TASK DESCRIPTION - Given the entries that follow, write out exactly the lines starting at the one containing "I expected to" and ending at the one containing "Using the providerId", both ends included, and only those.

EXERCISE MATERIALS -
----

PR #9445, opened 2026-05-04
feat(sso): support additionalFields on ssoProvider

### LINKED ISSUE #9396: Support additionalFields on sso_provider in SSO plugin

I want to add a display name to each sso provider such that I can let users choose between multiple registered SSO providers per organization.

I expected to be able to define additionalFields through a schema config just like for `user`, `organization`.

Using the providerId is a poor solution a) due to formatting and url-compatibility issues and b) because the display name must only be unique per organization not globally.

A sidecar table with metadata is possible but updates don't run in the same transaction and the solution requires custom endpoints for SSO related apis.

### Additional context

_No response_

GautamBytes:
## Summary
- Adds `additionalFields` support to `ssoProvider`, matching the pattern used by `user`, `organization`, and other core tables
- Fields are validated/parsed on create and update, and filtered on read

## Changes
- Types: `SSOProviderAdditionalFields`, `InferSSOProvider`, `SSOProviderSchema`, `SSOOptions.schema`
- Runtime helpers (`additional-fields.ts`): parse, filter, and Zod schema generation
- Routes: register, list, get, and update endpoints handle additional fields
- Client: schema option for type inference
- Tests: required validation, store/return, update, and type inference

Closes #9396

---
## Summary by cubic
Adds support for custom `schema.ssoProvider.additionalFields` in `@better-auth/sso`, with validation, storage, filtering, and end-to-end type inference. Hardens provider field handling to prevent collisions and disallow unsafe input, enabling provider-specific metadata for #9396.

- **New Features**
  - Schema: `additionalFields` with `required`, `input`, `defaultValue`, `returned`, and `fieldName`; can override `modelName` and per-field names via `schema.ssoProvider.fields` (incl. `domainVerified`).
  - Runtime: helpers to generate Zod schemas and parse/filter additional fields on create/update; output filtering via `filterOutputFields`.
  - Endpoints: `register`/`update` parse and persist additional fields; `register`/`get`/`list`/`update` return only fields with `returned !== false`.
  - Types/Client: `SSOProviderSchema`, `InferSSOProvider`, `SSOProviderAdditionalFieldsInput`; plugin exposes `$Infer.SSOProvider`; `ssoClient({ schema })` enables type inference. Docs add an example.

- **Bug Fixes**
  - Reject additional field keys that collide with built-in or response-only keys, and fields whose `fieldName` maps to built-in columns.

----

EXPECTED ANSWER -
I expected to be able to define additionalFields through a schema config just like for `user`, `organization`.

Using the providerId is a poor solution a) due to formatting and url-compatibility issues and b) because the display name must only be unique per organization not globally.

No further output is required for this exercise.